Today, in most data centers, cloud, no Structured Query Language (No-SQL) and analytics infrastructures have been largely deployed on a direct-attached storage (DAS) architecture and is generally a Total Cost of Ownership (TCO) -driven deployment.

The DAS approach binds the compute and storage resources together, preventing independent scaling and tech refresh cycles. The converged DAS model works very well at smaller scale, but as the infrastructure grows to a substantial size, wasted compute or storage can greatly affect the TCO of the environment. Since the DAS model is constrained by the available slots in a server, scale is limited and often quickly outgrown. In some compute heavy environments, there may be enough DAS allocated to the servers, but the work load needs more Central Processing Units (CPUs), therefore some of the allocated DAS stays unused when additional nodes are added.  In addition, since the compute infrastructure is usually on a more aggressive tech-refresh cycle than the storage, converging them together in a single solution limits the flexibility for the tech-refresh. There is a trend to disaggregate at least the warm, cold, and archive data from the compute capacity, and use storage servers in separate racks as Internet Small Computer System Interface (iSCSI) targets to carve out the storage capacity. Hot data, especially if it resides on Solid State Disks (SSDs), is not easily moved to a disaggregated model because of network bandwidth and throughput requirements

The disaggregated iSCSI storage servers are basically commodity servers with just enough compute to drive the input/output (IO), and a large amount of storage to act as a pool of dense capacity. They can contain high performance SSDs, Hard Disk Drives (HDDs), or extremely low-cost, low-performance solutions such as Shingled Magnetic Recording (SMR) drive, depending on the workload performance and price requirements. In some SMR-based storage servers, a very thin layer of Non-Volatile Dual In-line Memory Module (NVDIMM) is used as a buffer to convert random write IOs to sequential for better efficiency

Some high-performance storage servers accommodate up to 240 terabytes (TB) of all-flash capacity sitting on a 12G Serial Attached SCSI (SAS) backend in 2 Rack Units (RUs), with two separate X86 servers in the same chassis, acting as “controllers” and a total of four, 40-Gigabit (40G) Ethernet connections (two on each server). There are other examples of very low cost, all-HDD storage servers with up to 109 6TB 3.5” Serial Advanced Technology Attachment (SATA) drives and two, single-core X86 controllers with 10G Ethernet connections to the network in a 4 RU stamp.

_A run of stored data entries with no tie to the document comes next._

PR #4394, opened 2019-11-24
Issue 4531: Use new BookKeeper API and Upgrade to BookKeeper 4.9.2

### LINKED ISSUE #4531: Use new BookKeeper API and Upgrade to BookKeeper 4.9.2
**Problem description**
Since version 4.8 BookKeeper introduced a new client API (org.apache.bookkeeper.client.api).

Pravega is still using old API, LedgerHandler, that is going to be deprecated officially in next upcoming release (4.11).

Other nodes:
The new API is totally based on CompletableFuture facility of the JDK.
The new API allows access to the internal refcounted Netty buffer used by BK client.

- Switch from using LedgerHandle to WriteHandle and ReadHandle.
- Upgrade a newer version of BookKeeper, 4.9.2 or 4.10.0

eolivelli:
**Change log description**  
BookKeeper 4.8 introduced a new API (org.apache.bookkeeper.client.api).
The old API, LedgerHandler, is going to be deprecated officially in next upcoming release (4.11).
The new API is based on CompletableFuture facility of the JDK.
The new API allows access to the internal refcounted Netty buffer used by BK client.

**Purpose of the change**  
Fixes #4531.

Switch from using LedgerHandle to WriteHandle and ReadHandle.
I am changing BK version to 4.9.2.

**What the code does**  
Upgrade BookKeeper to 4.9.2 in Java code (not docker images)
Replace  usages of LedgerHandle with WriteHandle and ReadHandle.
Use the new CompletableFuture based API.

**How to verify it**  
Tests should run without errors.


RaulGracia:
Thanks @eolivelli for the contribution. I realized that the build is not passing, and it would be great to have it green before proceeding to review the PR. Thanks!

eolivelli:
I guess the build is not passing due to other needed changes to upgrade to 4.9.x.

Do you have plans?
IIRC I saw messages on BK mailing list about little problems with the upgrade.

I can help with the upgrade.
If you want I can continue this work and make the build pass

eolivelli:
@RaulGracia tests are failing because in segmentstore:impl:test we are stopping and restarting one single bookie and it seems that with BK 4.8.x this way of restating the bookie does not work anymore.

I will investigate more

eolivelli:
@RaulGracia is there any way to run a single method from o.pravega.segmentstore.storage.impl.bookkeeper.BookKeeperLogTests\$RegularBookKeeperLogTests

Currently I am running:
./gradlew :segmentstore:storage:impl:test --tests io.pravega.segmentstore.storage.impl.bookkeeper.BookKeeperLogTests\$RegularBookKeeperLogTests --info

but it is very uncomfortable, I have to \@Ignore every test I don't want to run

RaulGracia:
@eolivelli thanks for the work. The times I needed to run a specific test like this, I did that either as you have done or directly via the IDE debugger. Regarding the full upgrade, I think that is an interesting option and actually the Bookkeeper version we are using (4.7.3) is becoming a bit old. But let's see the input from others: @fpj @andreipaduroiu @tkaitchuck, what is your take on upgrading BK to `4.9.2` on Pravega `0.7` (or later)?

tkaitchuck:
@RaulGracia Yes. Lets do this as soon as possible.

andreipaduroiu:
Agreed. Let's get the build to pass and a system test run complete successfully before moving on too.

eolivelli:
Good.
I will complete the work.

I have to finish the reader part and some other little stuff.

The real time consuming task is to understand why sometimes after restarting the bookie the BK client doesn't see it up and so writes/create ledger fail.

build.gradle
```diff
@@ -321,6 +321,8 @@ project('segmentstore:storage:impl') {
         compile group: 'org.rocksdb', name: 'rocksdbjni', version: rocksdbjniVersion
         testCompile project(':test:testcommon')
         testCompile project(path:':segmentstore:storage', configuration:'testRuntime')
+        testCompile group: 'io.netty', name: 'netty-transport-native-epoll', version: nettyVersion, classifier: 'linux-x86_64'
```
fpj: Why do we need to add these test compile dependencies?

gradle.properties
```diff
@@ -16,7 +16,7 @@ apacheCommonsCompressVersion=1.18
 apacheCuratorVersion=4.0.1
 apacheZookeeperVersion=3.5.5
 checkstyleToolVersion=8.23
-bookKeeperVersion=4.7.3
+bookKeeperVersion=4.9.2
```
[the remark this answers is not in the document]
fpj: I'm not sure what you mean with this comment, @eolivelli .

segmentstore/storage/impl/src/main/java/io/pravega/segmentstore/storage/impl/bookkeeper/BookKeeperLog.java
```diff
@@ -451,7 +451,19 @@ private boolean executeWrites(List<Write> toExecute) {
...
+                        .whenComplete((entryId, error) -> {
+                            int rc = BKException.Code.OK;
+                            if (error != null) {
+                                if (error instanceof BKException) {
+                                    rc = ((BKException) error).getCode();
+                                } else {
+                                    rc = BKException.Code.WriteException;
+                                }
+                            }
+                            addCallback(rc, w.getWriteLedger().ledger, entryId, w);
```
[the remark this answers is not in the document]
fpj: Could you create an issue in the case we are not fixing it in this PR?

segmentstore/storage/impl/src/main/java/io/pravega/segmentstore/storage/impl/bookkeeper/Ledgers.java
```diff
@@ -42,18 +48,19 @@
...
+                            .withEnsembleSize(config.getBkEnsembleSize())
+                            .withWriteQuorumSize(config.getBkWriteQuorumSize())
+                            .withAckQuorumSize(config.getBkAckQuorumSize())
+                            .withDigestType(LEDGER_DIGEST_TYPE)
+                            .withPassword(config.getBKPassword())
+                            .execute()));
+        } catch (BKNotEnoughBookiesException bkEx) {
             throw new DataLogNotAvailableException("Unable to create new BookKeeper Ledger.", bkEx);
-        } catch (BKException bkEx) {
+        } catch (Exception bkEx) {
```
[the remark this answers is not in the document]
fpj: Could you elaborate?

segmentstore/storage/impl/src/main/java/io/pravega/segmentstore/storage/impl/bookkeeper/Ledgers.java
```diff
@@ -67,11 +74,17 @@ static LedgerHandle create(BookKeeper bookKeeper, BookKeeperConfig config) throw
      * @return A LedgerHandle for the newly opened ledger.
      * @throws DurableDataLogException If an exception occurred. The causing exception is wrapped inside it.
      */
-    static LedgerHandle openFence(long ledgerId, BookKeeper bookKeeper, BookKeeperConfig config) throws DurableDataLogException {
+    static ReadHandle openFence(long ledgerId, BookKeeper bookKeeper, BookKeeperConfig config) throws DurableDataLogException {
         try {
             return Exceptions.handleInterruptedCall(
-                    () -> bookKeeper.openLedger(ledgerId, LEDGER_DIGEST_TYPE, config.getBKPassword()));
-        } catch (BKException bkEx) {
+                    () -> FutureUtils.result(bookKeeper
```
fpj: Do we still need to handle interrupted here?

segmentstore/storage/impl/src/main/java/io/pravega/segmentstore/storage/impl/bookkeeper/Ledgers.java
```diff
@@ -85,11 +98,17 @@ static LedgerHandle openFence(long ledgerId, BookKeeper bookKeeper, BookKeeperCo
      * @return A LedgerHandle for the newly opened ledger.
      * @throws DurableDataLogException If an exception occurred. The causing exception is wrapped inside it.
      */
-    static LedgerHandle openRead(long ledgerId, BookKeeper bookKeeper, BookKeeperConfig config) throws DurableDataLogException {
+    static ReadHandle openRead(long ledgerId, BookKeeper bookKeeper, BookKeeperConfig config) throws DurableDataLogException {
         try {
             return Exceptions.handleInterruptedCall(
-                    () -> bookKeeper.openLedgerNoRecovery(ledgerId, LEDGER_DIGEST_TYPE, config.getBKPassword()));
-        } catch (BKException bkEx) {
+                    () -> FutureUtils.result(bookKeeper
```
fpj: Same question here as above.

fpj:
Does anyone know why there is no `4.9.2` take for bookkeeper on docker hub?

https://hub.docker.com/r/apache/bookkeeper/tags

gradle.properties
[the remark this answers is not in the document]
eolivelli: @fpj sorry for late reply
I was saying that the upgrade of BK should be performed in a separate patch.
In this patch I am doing two things: upgrade BK and move to the new API.
We could upgrade BK and then move to the new API in a follow up work

segmentstore/storage/impl/src/main/java/io/pravega/segmentstore/storage/impl/bookkeeper/Ledgers.java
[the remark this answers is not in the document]
eolivelli: I don't want to leave 'catch(Exception)'
I will fix it

build.gradle
eolivelli: I thought it was a problem of not having 'epoll' available, I can drop this line if it is not needed (once I see all tests passing)

segmentstore/storage/impl/src/main/java/io/pravega/segmentstore/storage/impl/bookkeeper/Ledgers.java
eolivelli: yes I will do

RaulGracia:
@eolivelli it looks like there is a problem with the DCO plugin. We will need to get it passing to merge this PR eventually.

eolivelli:
@RaulGracia I will sign my commit once the build passes

eolivelli:
Once build is green with the upgrade of BK I have to finalize this patch:
- fix BookKeeper reader API usage
- fix exception handling
- use new API for booting BooKeeper client

tkaitchuck:
I set DCO to pass. That should work for now. (Feel free to push updated comments though)

eolivelli:
> I set DCO to pass. That should work for now. (Feel free to push updated comments though)

thanks @tkaitchuck

eolivelli:
Please do not force update this branch using github button, I have a bunch of changes locally.

eolivelli:
@RaulGracia it seems to me that you can run a single test method using this syntax:

./gradlew :segmentstore:storage:impl:test --tests io.pravega.segmentstore.storage.impl.bookkeeper.BookKeeperLogTests\$RegularBookKeeperLogTests.testAutoCloseOnBookieFailure --info

segmentstore/storage/impl/src/main/java/io/pravega/segmentstore/storage/impl/bookkeeper/BookKeeperLog.java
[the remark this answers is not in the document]
eolivelli: I have fixed this method. no need to open an issue.

segmentstore/storage/impl/src/main/java/io/pravega/segmentstore/storage/impl/bookkeeper/Ledgers.java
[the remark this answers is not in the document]
eolivelli: I realized I can't do better. I am leaving catch (Exception).

segmentstore/storage/impl/src/main/java/io/pravega/segmentstore/storage/impl/bookkeeper/Ledgers.java
eolivelli: same answer as above, we are bloking for the operation to complete and we should handle InterruptedException

segmentstore/storage/impl/src/main/java/io/pravega/segmentstore/storage/impl/bookkeeper/LogReader.java
```diff
@@ -141,10 +143,10 @@ private void openNextLedger(LedgerAddress address) throws DurableDataLogExceptio
 
         ReadLedger previousLedger;
         try {
-            val reader = Exceptions.handleInterruptedCall(
-                    () -> ledger.readEntries(address.getEntryId(), lastEntryId));
+            LedgerEntries reader = Exceptions.handleInterruptedCall(
```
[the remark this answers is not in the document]
eolivelli: done

build.gradle
eolivelli: it is not needed. dropped

RaulGracia:
Thanks @eolivelli, but I see the Travis build failing due to a compilation error:
```
> Task :segmentstore:storage:impl:compileJava FAILED
/home/travis/build/pravega/pravega/segmentstore/storage/impl/src/main/java/io/pravega/segmentstore/storage/impl/bookkeeper/LogReader.java:174: error: exception IOException is never thrown in body of corresponding try statement
        @SneakyThrows(IOException.class)
        ^
1 error
FAILURE: Build failed with an exception.
```

eolivelli:
@RaulGracia I have fixed the build problem.
All checks are green.

The docker image for BookKeeper 4.9.2 is ready as well

gradle.properties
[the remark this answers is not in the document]
andreipaduroiu: PR #4420. That should go in before this one.

segmentstore/storage/impl/src/main/java/io/pravega/segmentstore/storage/impl/bookkeeper/BookKeeperLog.java
```diff
@@ -636,32 +638,41 @@ private void handleWriteException(Throwable ex) {
...
+                        // Write-related failure or current Ledger closed. This is a retryable exception.
+                        ex = new WriteFailureException("Unable to write to active Ledger.", ex);
+                        break;
+                    case Code.ClientClosedException:
+                        // The BookKeeper client was closed externally. We cannot restart it here. We should close.
+                        ex = new ObjectClosedException(this, ex);
+                        break;
+                    default:
+                        // All the other kind of exceptions go in the same bucket.
+                        ex = new DurableDataLogException("General exception while accessing BookKeeper.", ex);
```
andreipaduroiu: We should find a way to unify this line with 647. 
Maybe we can move this while `switch` into its own method which will return `null` if `ex` is not `BKException` of if we get in `default`. Then, back in this method, if the new method returns null, we just convert `ex` to a `DurableDataLogException`.

segmentstore/storage/impl/src/main/java/io/pravega/segmentstore/storage/impl/bookkeeper/Ledgers.java
andreipaduroiu: Agreed. We should file an issue to convert the methods in this class to use `CompletableFuture` now that the underlying APIs support that. We shouldn't do that as part of this effort as there'd be a lot of upstream code to update.

segmentstore/storage/impl/src/main/java/io/pravega/segmentstore/storage/impl/bookkeeper/LogReader.java
```diff
@@ -168,11 +169,10 @@ private void openNextLedger(LedgerAddress address) throws DurableDataLogExceptio
         @Getter
         private final LedgerAddress address;
 
-        @SneakyThrows(IOException.class)
-        ReadItem(LedgerEntry entry, LedgerMetadata ledgerMetadata) {
-            this.address = new LedgerAddress(ledgerMetadata, entry.getEntryId());
-            this.payload = entry.getEntryInputStream();
-            this.length = this.payload.available();
+        ReadItem(long entryId, byte[] entry, LedgerMetadata ledgerMetadata) {
```
andreipaduroiu: This will allocate a new Java byte array from the internal `ByteBuffer`. The reason it used `getEntryInputStream` was precisely to avoid that.

Let's figure out a way to get an `InputStream` directly from the underlying buffer. You can use `ByteBufInputStream`, but I am sad to see this API gone.

andreipaduroiu: Ok I see below the reason why you did it this way. Then we should take care to release this buffer when `getNext` is invoked (for the previously returned item) or when we close the `LogReader` class.

In any case I want to avoid having to allocate too many Java byte arrays, which will make the recovery process unnecessarily slow.

segmentstore/storage/impl/src/main/java/io/pravega/segmentstore/storage/impl/bookkeeper/LogReader.java
```diff
@@ -185,14 +185,53 @@ public String toString() {
...
+         * Holder for the list of entries.
+         * A null value means that this ledger is empty.
+         */
+        final Iterator<EntryHolder> entries;
+
+        public ReadLedger(LedgerMetadata metadata, ReadHandle handle, LedgerEntries ledgerEntries) {
+            this.metadata = metadata;
+            this.handle = handle;
+            if (ledgerEntries != null) {
+                List<EntryHolder> entriesHolder = new ArrayList<>();
```
andreipaduroiu: Why do you buffer all the entries from the ledger? This, in combination with copying all the data to Java byte arrays and a max ledger size of 1GB has the potential for HeapOOMs.

segmentstore/storage/impl/src/main/java/io/pravega/segmentstore/storage/impl/bookkeeper/LogReader.java
eolivelli: @andreipaduroio
I am performing the copy because I am not sure about the contract of ReadItem.

Will getInputStream be called once and closed once?

We can release the buffer when the caller Invokes InputStream#close and close all unconsumed entries in LogReader#close.

If I understand correctly you are telling me that this approach is doable and we won't introduce memory leaks.

I will try to update the patch soon.

I have to check more but as the prev BK API did not provide a close() method the copy was performed inside BK

eolivelli: @andreipaduroiu done

tkaitchuck:
@andreipaduroiu @eolivelli 
Some tests are failing with NPEs:
```
io.pravega.segmentstore.server.host.FileSystemIntegrationTest > testEndToEnd FAILED
    java.util.concurrent.CompletionException: java.lang.NullPointerException
        Caused by:
io.pravega.segmentstore.server.host.FileSystemIntegrationTest > testEndToEndWithFencing FAILED
    java.util.concurrent.CompletionException: java.lang.NullPointerException
        Caused by:
io.pravega.segmentstore.server.host.ServiceStarterTest > testCuratorClientCreation PASSED
io.pravega.segmentstore.server.host.ExtendedS3IntegrationTest > testEndToEnd FAILED
    java.util.concurrent.CompletionException: java.lang.NullPointerException
        Caused by:
io.pravega.segmentstore.server.host.ExtendedS3IntegrationTest > testEndToEndWithFencing FAILED
    java.util.concurrent.CompletionException: java.lang.NullPointerException
        Caused by:
```

eolivelli:
@tkaitchuck  
Sorry, I did push my local changes but the work was not complete.
I will push again when I am ready

segmentstore/storage/impl/src/main/java/io/pravega/segmentstore/storage/impl/bookkeeper/BookKeeperLog.java
eolivelli: @andreipaduroiu done. I have taken another approch, please see if it is looks good to your

eolivelli:
@andreipaduroiu I have addressed your comments.
Please take a look

eolivelli:
CI is green

segmentstore/storage/impl/src/main/java/io/pravega/segmentstore/storage/impl/bookkeeper/BookKeeperLog.java
```diff
@@ -477,7 +478,11 @@ private boolean executeWrites(List<Write> toExecute) {
                 }
 
                 // Invoke the BookKeeper write.
-                w.getWriteLedger().ledger.asyncAddEntry(w.data.array(), w.data.arrayOffset(), w.data.getLength(), this::addCallback, w);
+                final WriteHandle handle = w.getWriteLedger().ledger;
```
andreipaduroiu: You don't actually need to store this in a variable as you're only using it once. You can just invoke `appendAsync` from `w.getWriteLedger().ledger` directly.

segmentstore/storage/impl/src/main/java/io/pravega/segmentstore/storage/impl/bookkeeper/Ledgers.java
```diff
@@ -42,18 +46,19 @@
      *                                      inside it.
      * @throws DurableDataLogException      If another exception occurred. The causing exception is wrapped inside it.
      */
-    static LedgerHandle create(BookKeeper bookKeeper, BookKeeperConfig config) throws DurableDataLogException {
+    static WriteHandle create(BookKeeper bookKeeper, BookKeeperConfig config) throws DurableDataLogException {
```
andreipaduroiu: Update `@return` tag in javadoc to reflect the changed return type.

segmentstore/storage/impl/src/main/java/io/pravega/segmentstore/storage/impl/bookkeeper/Ledgers.java
```diff
@@ -67,11 +72,17 @@ static LedgerHandle create(BookKeeper bookKeeper, BookKeeperConfig config) throw
      * @return A LedgerHandle for the newly opened ledger.
      * @throws DurableDataLogException If an exception occurred. The causing exception is wrapped inside it.
      */
-    static LedgerHandle openFence(long ledgerId, BookKeeper bookKeeper, BookKeeperConfig config) throws DurableDataLogException {
+    static ReadHandle openFence(long ledgerId, BookKeeper bookKeeper, BookKeeperConfig config) throws DurableDataLogException {
```
andreipaduroiu: update `@return` javadoc

segmentstore/storage/impl/src/main/java/io/pravega/segmentstore/storage/impl/bookkeeper/Ledgers.java
andreipaduroiu: #4433

segmentstore/storage/impl/src/main/java/io/pravega/segmentstore/storage/impl/bookkeeper/Ledgers.java
```diff
@@ -85,11 +96,17 @@ static LedgerHandle openFence(long ledgerId, BookKeeper bookKeeper, BookKeeperCo
      * @return A LedgerHandle for the newly opened ledger.
      * @throws DurableDataLogException If an exception occurred. The causing exception is wrapped inside it.
      */
-    static LedgerHandle openRead(long ledgerId, BookKeeper bookKeeper, BookKeeperConfig config) throws DurableDataLogException {
+    static ReadHandle openRead(long ledgerId, BookKeeper bookKeeper, BookKeeperConfig config) throws DurableDataLogException {
```
andreipaduroiu: javadoc

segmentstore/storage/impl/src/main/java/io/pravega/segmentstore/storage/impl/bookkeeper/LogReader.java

Carving out ISCSI target logical unit numbers (LUNs) in a storage rack and presenting them to various initiators in a different compute rack is a valid disaggregated model for storage in a scale-out architecture. In some instances using iSCSI Extensions for RDMA (ISER) with routable Remote Direct Memory Access (RDMA) can further speed up the throughput and input/output operations per second (IOPS) of the architecture. There is an added cost of the network upgrade that needs to be accounted for, usually around 20-25 percent of the total cost of the solution. The storage network needs a minimum of 40G connectivity on the storage servers and 10G connectivity on the initiator side. The network switches need to have extra-large buffers to prevent packet drops and in many cases priority flow control (PFC), explicit congestion notification (ECN), and quantized congestion notification (QCN) become necessary.

There are many ways to build a disaggregated storage model depending on use cases and requirements. In our next blog, we will cover how a disaggregated model benefits from a properly architected software platform, to gain not only value and utility, but essential features for the applications and the driving business needs.

By Farid Yavari – Vice President, Technology - FalconStor
02 Feb 2016

Storage has finally become an interesting field, full of innovation and change, addressing growing new requirements for storage flexibility, density and performance. The falling prices of flash, the introduction of various flavors of storage class memory, combined with increasing appetite for commoditization of the data center infrastructure, has helped fuel the innovation in how data is stored and accessed.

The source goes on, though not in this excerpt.